If you want to use pull requests for collaboration, those should always be based upon the dev branch.

Todo

advantages, disadvantages

Getting Started from Scratch

This assumes that you have no Jupyter notebooks in your repository yet or all your notebooks are “clean” (i.e. stored without outputs).

  1. Make sure there are no un-committed (and un-pushed) local changes

  2. Create a new branch called dev (starting at the master branch) and switch to the new branch:

    git checkout -b dev master
    
  3. Push the new dev branch to the server:

    git push --set-upstream origin dev
    

That’s it!

Now you can continue with the section Making a Change.

Getting Started with Pre-executed Notebooks

Don’t worry if you have previously committed notebooks without stripping their outputs. There is still a way of getting rid of them retroactively by re-writing your Git history.

  1. Make sure there are no un-committed (and un-pushed) local changes

  2. Create a new branch called dev (starting at the master branch) and switch to the new branch:

    git checkout -b dev master
    
  3. Do the steps listed in the section Cleaning a Whole Repository

  4. Push the changes from the dev branch to the server:

    git push --set-upstream origin dev
    
  5. Switch back to the master branch and make a backup branch:

    git checkout master
    git branch backup
    

    Note

    If you think you might need it later (or if you are somewhat paranoid), you can also push the new backup branch to the server.

  6. Reset the master branch to point to the same commit as dev:

    git reset dev --hard
    

    Warning

    With this step you throw away all your old commits! But you can still use the backup branch to get them back.

  7. Get the executed version of all notebooks (don’t forget the dot!):

    git checkout backup .
    
  8. Create a new commit with a commit message like “Execute notebooks”:

    git commit -m "Execute notebooks"
    
  9. If you are satisfied with the result, you can push your changes to the server, but note that you have to use --force, because you changed the Git history:

    git push --force
    

    Warning

    At this point, you are deleting all your old commits from the server! If you want to keep them, you should also push the backup branch.

Making a Change

  1. Switch to the dev branch:

    git checkout dev
    
  2. Work on your notebooks

  3. Create one or more commits with new notebooks or changes to existing ones

  4. Push the dev branch to the server:

    git push
    
  5. Switch to the master branch and re-base it onto dev:

    git checkout master
    git rebase -X ours dev
    

    Note

    The parameter -X ours selects a merging strategy where the changes to dev are preferred over the changes to master.

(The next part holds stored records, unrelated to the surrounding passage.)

PR #2513, opened 2026-07-31
Fix Pending Activity cancellation is not removed after completion when using a custom Activity ID

### LINKED ISSUE #2512: Pending Activity cancellation is not removed after completion when using a custom Activity ID
## Expected Behavior

 When an Activity completes before a pending cancellation command is sent, the Go SDK should remove the cancellation command regardless of whether the Activity uses a custom Activity ID. The Workflow Task should complete without sending RequestCancelActivityTask for an already-completed Activity.

  ## Actual Behavior

  When an Activity uses a custom Activity ID, the SDK can fail to remove its pending cancellation command.  The cancellation state machine is keyed by the Activity’s scheduled Event ID, but Activity completion attempts to remove it using the custom Activity ID. The SDK consequently sends a stale RequestCancelActivityTask command, and the Server rejects the Workflow Task:

  `BadRequestCancelActivityAttributes: invalid history builder state for action:
  add-activitytask-cancel-requested-event, ScheduledEventID: 12`

  This can cause repeated Workflow Task failures.

  1. Schedule an Activity with a custom Activity ID.
  2. Request Workflow cancellation, causing the SDK to queue an Activity cancellation.
  3. Complete the Activity after the Workflow Task is scheduled but before it starts.
  4. Observe that the SDK sends RequestCancelActivityTask for the completed Activity.
  5. Observe the Workflow Task fail with BAD_REQUEST_CANCEL_ACTIVITY_ATTRIBUTES.

## Specifications

  - Version:
  - Platform:

Quinn-With-Two-Ns:
## What was changed

When an Activity completes before a pending cancellation command is sent, the Go SDK should remove the cancellation command regardless of whether the Activity uses a custom Activity ID. The Workflow Task should complete without sending RequestCancelActivityTask for an already-completed Activity.

## Why?

The Server reject the cancel command causing the workflow to get stuck.

## Checklist

1. Closes https://github.com/temporalio/sdk-go/issues/2512

2. How was this tested:
Unit tests, and replay tests

3. Any docs updates needed?
No

### DIFF
--- a/CHANGELOG.md
+++ b/CHANGELOG.md
@@ -20,6 +20,10 @@ to docs, or any other relevant information.
 
 ## [Unreleased]
 
+### Fixed
+
+- Prevent workflow task failures when an activity with a custom ID completes while its cancellation
+  command is pending.
 
 ## [1.46.0] - 2026-07-28
 
--- a/internal/internal_command_state_machine.go
+++ b/internal/internal_command_state_machine.go
@@ -1137,7 +1137,7 @@ func (h *commandsHelper) handleActivityTaskClosed(activityID string, scheduledEv
 	command := h.getCommand(makeCommandID(commandTypeActivity, activityID))
 	// If, for whatever reason, we were going to send an activity cancel request, don't do that anymore
 	// since we already know the activity is resolved.
-	possibleCancelID := makeCommandID(commandTypeRequestCancelActivityTask, activityID)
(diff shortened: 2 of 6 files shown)


Sushisource (approved):
Huh, interesting one. So we weren't reading the actual event ID from history?

Quinn-With-Two-Ns:
When we generate the cancel command we use the schedule event ID from history not the activity ID

yuandrew (approved):

PR #2514, opened 2026-07-31
[AI-383] contrib/googleadk: add replay-safe OpenTelemetry provider wrappers

DABH:
## What was changed

`contrib/googleadk` gains replay-safe OpenTelemetry provider wrappers — `NewReplaySafeTracerProvider`, `NewReplaySafeLoggerProvider`, `NewReplaySafeMeterProvider`. Each wraps a real provider and drops emissions from **replaying** workflow code; everything else (first executions, activities, non-workflow contexts) passes through unchanged. The gate recovers the `workflow.Context` the adapter already stashes in the `context.Context` it hands ADK, and checks `workflow.IsReplaying`.

- **Misconfiguration warning**: `NewPlugin` logs one best-effort warning per raw, unwrapped OTel SDK provider found in the globals, at worker start and replayer creation. Wrapped, no-op, never-set-proxy, and custom providers stay silent — a false positive is worse than a miss.
- **Tests**: regression (1 real run + 5 replays → counts identical with wrappers and nonzero; delta-based control shows each replay adds one full copy without them; per-gate coverage of all 8 sync instrument kinds plus `Logger.Emit`/`Enabled`), plus unit tests for passthrough, provider classification, warning behavior, and the OTel meter error contract.
- **README**: new "Telemetry and replay" section — install snippet (wrappers must be the *first* global providers set; ADK captures the OTel proxies at package init) and exact semantics: point telemetry is first-execution-only / **at-least-once** (a workflow task retry re-records, same as `workflow.GetMetricsHandler`); spans are **at-most-once** across restarts (evicted spans export once, truncated; spans open at crash/shutdown are lost).
- **CHANGELOG** entries; **go.mod**: OTel API modules become direct requirements, OTel SDK modules added (used by detection and tests).

## Why

ADK emits its telemetry (spans carrying `gen_ai.usage.*` token attributes, `gen_ai.*` log events) through the process-global OTel API from code this adapter runs workflow-side — so every replay (cache eviction, worker restart, redeploy) re-emits all of it. Measured: 1 real execution + 5 replays → `generate_content` spans 2→12, summed input tokens 250→1500, `gen_ai.choice` events 2→12, while real model calls stayed at 2. Dashboards silently inflate by a nondeterministic multiplier.

Temporal's replay-safe telemetry (`workflow.GetMetricsHandler`, the tracing interceptor) can't help — ADK bypasses it via the globals. Hence wrappers at the provider boundary, living in this package because the gate needs the adapter's internal context bridge.

adk-go emits no OTel *metrics* yet (upstream `google/adk-go` TODO #479); the meter wrapper covers user-recorded workflow-side metrics today and ADK's metrics when they arrive.

## Checklist

1. Tested: `go vet` + `go test -race -count=1 ./...` (including the dev-server tests), repo-pinned `staticcheck`/`errcheck`, and `go run . check` — all green.
2. Docs: README updated here; a docs-site determinism/observability note is planned separately.


contrib/googleadk/telemetry.go
```diff
@@ -0,0 +1,281 @@
...
+
+func (p replaySafeTracerProvider) Tracer(name string, opts ...trace.TracerOption) trace.Tracer {
+	return replaySafeTracer{Tracer: p.TracerProvider.Tracer(name, opts...)}
+}
+
+type replaySafeTracer struct{ trace.Tracer }
+
+func (t replaySafeTracer) Start(ctx context.Context, spanName string, opts ...trace.SpanStartOption) (context.Context, trace.Span) {
+	if replaySuppressed(ctx) {
+		return suppressedTracer.Start(ctx, spanName)
```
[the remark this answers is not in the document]
DABH: Good catch — fixed in 95c1cfb2. The suppressed path uses a noop tracer that ignores span start options, so behavior is unchanged, but passing `opts...` through keeps the wrapper aligned with the `trace.Tracer` contract and future-proofs the suppressed path.

contrib/googleadk/internal/pluginwarn/pluginwarn_test.go
```diff
@@ -0,0 +1,75 @@
+// Package pluginwarn_test proves NewPlugin wires the raw-global-provider
+// warning into both of its hooks: worker start and workflow replayer creation.
+// It is a separate test-only package because it must install a raw OTel SDK
+// provider as a process global, and the OTel global proxy binds its delegate
+// on the first Set*Provider call permanently — doing that in the main
+// googleadk test binary would poison the switchable globals its
+// replay-telemetry tests install.
+package pluginwarn_test
```
brianstrauch, line 11: This feels like it was generated by an agent for debugging since it's in a separate package?

contrib/googleadk/CHANGELOG.md
```diff
@@ -11,6 +11,21 @@ or Security.
...
+
+- `NewReplaySafeTracerProvider`, `NewReplaySafeLoggerProvider`, and
+  `NewReplaySafeMeterProvider` wrap OpenTelemetry providers so history replays re-emit
+  no workflow-side telemetry. ADK records spans (including `gen_ai.usage.*` token
+  attributes) and `gen_ai.*` log events through the OTel process globals from inside
+  the workflow, so previously every replay re-emitted one full copy of all of it.
+  Install the wrappers as the first global providers set in the process; non-workflow
+  telemetry passes through unchanged. Spans still open when their workflow leaves the
+  worker are truncated (sticky-cache eviction) or lost (worker shutdown/crash) rather
+  than duplicated — see "Telemetry and replay" in the README for the exact contract.
```
brianstrauch: This feels more verbose than a normal changelog entry

contrib/googleadk/telemetry.go
```diff
@@ -0,0 +1,325 @@
...
+// installed once and never wrapped, the realistic misconfiguration, is
+// recognized. NewPlugin runs this at worker start and workflow replayer
+// creation against the OTel process globals.
+func warnOnNonReplaySafeTelemetryProviders(logger log.Logger, tracerProvider, loggerProvider, meterProvider any) {
+	warn := func(global, wrapper string, p any) {
+		if !isRawOTelSDKProvider(p) {
+			return
+		}
+		logger.Warn("The global OpenTelemetry "+global+" is not replay-safe: ADK emits telemetry through it from workflow code, and every history replay will re-emit one full copy. Wrap it with googleadk."+wrapper+" and install the wrapper as the first global provider set in the process; see \"Telemetry and replay\" in the contrib/googleadk README.",
+			"provider", fmt.Sprintf("%T", p))
```
brianstrauch: Put the whole thing in a `fmt.Sprintf()`?

contrib/googleadk/CHANGELOG.md
DABH: Agreed — condensed in b802f3ef: the two entries are now four lines total, with the semantics detail living in the README's "Telemetry and replay" section instead.

contrib/googleadk/telemetry.go
DABH: Done in b802f3ef — the message is now a single `fmt.Sprintf` with `%s` placeholders.

contrib/googleadk/internal/pluginwarn/pluginwarn_test.go
DABH: Good question - reworded the comment. The reason it's a separate package is that `go test` runs each package's tests in its own process, and these tests must install a raw OTel SDK provider as a process global to prove the plugin's warning fires. The OTel global proxy binds its delegate permanently on the first Set*Provider call, so a fresh test process is the only clean way to exercise the real global-install path. Happy to drop the wiring test instead if you'd rather not carry the extra package (not the most important test imo).

brianstrauch (approved):

PR #696, opened 2018-07-31
Aed format

romanzenka:
Initial implementation of AED format parser.

Needs a lot of work for the byte sources as the AED supports different Unicode encodings. However, the files we see in our practice are simple UTF-8 only with a BOM.

### DIFF
--- a/js/feature/dataWrapper.js
+++ b/js/feature/dataWrapper.js
@@ -59,6 +59,28 @@ var igv = (function (igv) {
         }
     }
 
+    // For use in applications where whitespace carries meaning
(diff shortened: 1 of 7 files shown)


romanzenka:
Sadly, I do not have anything publicly available - we use igv.js internally.

I would like to talk to you someday about what we are attempting to do with this.

When I mentioned AED in igv.js, our users got very excited because they thought AED works also in the desktop version of IGV. I may have to add support there as well. They have been converting AED to BED manually using Excel - no wonder they are excited about direct support!

PR #698, opened 2018-07-31
Making sure that the AED tests run

romanzenka:
I had trouble seeing my tests run, because other failing tests prevented their execution.

- fixed a bug in bwReader
- "fixed" BAM test (does not even attempt operation that is destined to fail)
- fixed bigwig test

### DIFF
--- a/js/bigwig/bwReader.js
+++ b/js/bigwig/bwReader.js
@@ -522,6 +522,14 @@ var igv = (function (igv) {
         var chromToId = {};
         var idToChrom = [];
 
+        this.header = {
+            magic: magic,
+            blockSize: blockSize,
+            keySize: keySize,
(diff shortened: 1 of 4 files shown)


jrobinso:
Thanks,  these are not so much tests now as development tools but they should all run.    How are you running the tests?    I would like to automate them but do not have time to figure out how to do that.   When I run them it is from a web browser with "runTests.html".

romanzenka:
I am running the tests with runTests.html as well, however certain types of errors prevent all tests from running. So in order to run MY tests, I have to disable all failing tests first.

I did experiment with running the tests using grunt, but I am on a newer node and grunt fails for me. I can try to make the tests run using Grunt again - would you be okay with updating the grunt version?

What version of node are you using?

Issue #701, opened 2018-08-05
Module system in NPM package for igv.js 2.0


eweitz:
Following up on the newly available ES6 export (#674), I'd like to propose that the default [igv NPM package](https://www.npmjs.com/package/igv) prioritize support for `import` via ES6 as part of the upcoming igv.js 2.0 release.  

The current package supports `require` and not `import`, and it seems impossible to easily support non-standard and standard module systems in the same NPM package.

I see two options:

1. Support `import` in the default package, and provide a separate `igv-require` package
2. Support `require` in the default package , and provide a separate `igv-es6` package

Neither of those options would break anything, but they would optimize igv differently.

Option 1, making `import` the easier approach, would ensure that more new dependents (and more modern existing dependents) will be able to easily include the default package like they do their other dependencies.  The ES6 `import` standard has already replaced the non-standard `require` as the preferred way to include dependencies in all major JS frameworks and most modern JS libraries. That trend will only increase during the life of igv.js 2.x.

Option 2, making `require` the easier approach, would ensure that the handful of existing dependents using the igv NPM package can continue using the default package as they do now. Although some dependents use igv via NPM and `require`, given embedders I know and my GitHub searches of igv.js usage patterns, I suspect the vast majority include igv.js by hand-written build steps that pull it in by pointing to a URL at build- or run-time. And those few who get igv.js via NPM but do not migrate from the non-standard `require` syntax would still be supported by a separate `igv-require` package.

Either option would work, but I think the case for Option 1 is stronger.

jrobinso:
To summarize,  igv.js will have 2 NPM packages,  one for use as an ES6 module (using "import"),  the second for all other uses  ("require", AMD, and plain script tag imports).   The question is,  which package gets the name "igv",  and which a qualifier.    BTW I'm not sure about "require" as the qualifier as its really everything other than an ES6 module, including "require" and plain script includes.

I don't see a big difference wrt ease-of-use, in both cases you have to find the correct package for the module system your are using.

@vrockai @renyaoxiang @paul-shannon @MariaNattestad  You have all mentioned NPM or require in issues posted here.   If you have an opinion here please post it here.   Also, if you use NPM please post a short note on how you are using it.   Note that the proposed change is for the upcoming 2.0 release.

vrockai:
[...]

PR #702, opened 2018-08-07
Provide easily usable ES6 export, improve package metadata

eweitz:
This enables including igv.js using ES6 `import` as done in modern React, Angular and Vue, while retaining support for AMD `require` and plain `script` tags, as discussed in #701.  

It also adds `scripts` and `files` properties to package.json to build igv.js artifacts before publishing to NPM, and to strip other files from the package.  And it puts metadata previously only visible in the published NPM package into source control, to be more open source and in line with mainstream JS conventions.

See the following for examples of various ways to include igv.js, using the experimental [tmp_es6_igv](https://www.npmjs.com/package/tmp_es6_igv) NPM package:
* [ES6 `import` in React](https://github.com/eweitz/igv.js-react), specifically [package.json](https://github.com/eweitz/igv.js-react/blob/5f95ca7f4ec3b9a67820fa87f8b34d6548cb0cd7/package.json#L6) and [App.js](https://github.com/eweitz/igv.js-react/blob/master/src/App.js#L6)
* [AMD `require`](https://jsfiddle.net/mogbkej0/5/)
* [`script` tag](https://jsfiddle.net/mq54x2y6/6/)

### DIFF
--- a/package.json
+++ b/package.json
@@ -1,6 +1,33 @@
 {
-  "name": "IGV",
-  "version": "0.0.1",
+  "name": "igv",
+  "version": "2.0.0-rc5",
+  "description": "Embeddable genomic visualization component based on the Integrative Genomics Viewer",
+  "main": "dist/igv.esm.js",
+  "files": ["dist/**"],
+  "scripts": {
+    "prepublishOnly": "grunt"
+  },
+  "author": {
+    "name": "Jim Robinson",
+    "email": "igv-team@broadinstitute.org",
+    "url": "https://igv.org"
+  },
+  "bugs": {
+    "url": "https://github.com/igvteam/igv.js/issues"
+  },
+  "bundleDependencies": false,
+  "deprecated": false,
+  "homepage": "https://igv.org",
+  "keywords": [
+    "IGV",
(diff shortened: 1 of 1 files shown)


jrobinso:
Looks good @eweitz -- but could you comment on the impact, of any of using "main" instead of "browser"?  The NPM documentation says that "browser" should be used instead of main if the module is intended to client-side use.   Is this just a matter of style?  https://docs.npmjs.com/files/package.json

eweitz:
> the impact, if any of using "main" instead of "browser"

I don't foresee any impact in the near- or medium-term.  It seems that `browser` in package.json might better enable bundling for both Node apps and web apps, and perhaps better tree-shaking.

I'm inclined to stick with `main` and ignore `browser` for a few reasons: 1) I don't imagine Node support or aggressive tree shaking are near-term goals for igv.js, 2) I haven't used the `browser` field, and 3) ES6 `import` in [igv.js-react](https://github.com/eweitz/igv.js-react) works fine with `main`.

jrobinso:
OK, merged, thanks much!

    Special care has to be taken before re-basing when notebooks are removed:

    git checkout master
    git rm the-deleted-notebook.ipynb the-other-deleted-notebook.ipynb
    git commit --amend
    git rebase -X ours dev
    
  6. Manually (re-)run the changed (and any new) notebooks.

    You can execute the notebooks in the Jupyter application, or you can execute them with nbconvert:

    python3 -m nbconvert --execute --inplace my-notebook.ipynb my-other-notebook.ipynb
    

    If you have many notebooks, it might be hard to keep in mind which ones you have changed. To get list of changed notebooks (but also other changed files), you can use this command:

    git diff --name-only dev $(git merge-base dev origin/master)
    
  7. When all changed notebooks have been executed, you can update the “Execute notebooks” commit:

    git commit -a --amend
    
  8. In the end, the changes to master have to be force-pushed:

    git push --force
    

    Note

    Normally, you should never use git push --force on the master branch. However, this is a special case where it’s OK, because all actual work will be done on the dev branch. This means that you should never use git push --force on the dev branch!

Executing All Notebooks

To execute all notebooks (whether they have outputs in them or not), you can use:

python3 -m nbconvert --execute --inplace *.ipynb **/*.ipynb

To disable the timeout, add --ExecutePreprocessor.timeout=-1 to the command. This should actually be the default, but it’s not, see https://github.com/jupyter/nbconvert/issues/791.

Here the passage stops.